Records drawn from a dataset
PR #773, opened 2023-10-03
Solution)))

Ded31:


app/main.py
```diff
@@ -1,3 +1,58 @@
...
+        return Distance(self.km + other)
+
+    def __iadd__(self, other: Distance | float) -> Distance:
+        if isinstance(other, Distance):
+            self.km += other.km
+            return self
+        self.km += other
+        return self
+
+    def __mul__(self, other: Distance | float) -> Distance | None:
```
ArsenPidhoretskyi, line 27: other can not be Distance

app/main.py
```diff
@@ -1,3 +1,58 @@
...
+        if not isinstance(other, Distance):
+            return Distance(self.km * other)
+
+    def __truediv__(self, other: Distance | float) -> Distance:
```
ArsenPidhoretskyi, line 31: other can not be Distance

ArsenPidhoretskyi (changes requested):

app/main.py
```diff
@@ -1,3 +1,58 @@
...
+
+    def __str__(self) -> str:
+        return f"Distance: {self.km} kilometers."
+
+    def __add__(self, other: Distance | float) -> Distance:
+        if isinstance(other, Distance):
+            return Distance(self.km + other.km)
+        return Distance(self.km + other)
+
+    def __iadd__(self, other: Distance | float) -> Distance:
```
YukihiroSM, line 20: other might be int as well

YukihiroSM: Fix it anywhere it's needed

YukihiroSM (changes requested):

YukihiroSM (approved):
Looks good!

● **WHAT THE EXERCISE ASKS**
Wherever the string "ArsenPidhoretskyi" appears in the data above, copy the line it sits in.

● **TASK RESPONSE**
ArsenPidhoretskyi, line 27: other can not be Distance
ArsenPidhoretskyi, line 31: other can not be Distance
ArsenPidhoretskyi (changes requested):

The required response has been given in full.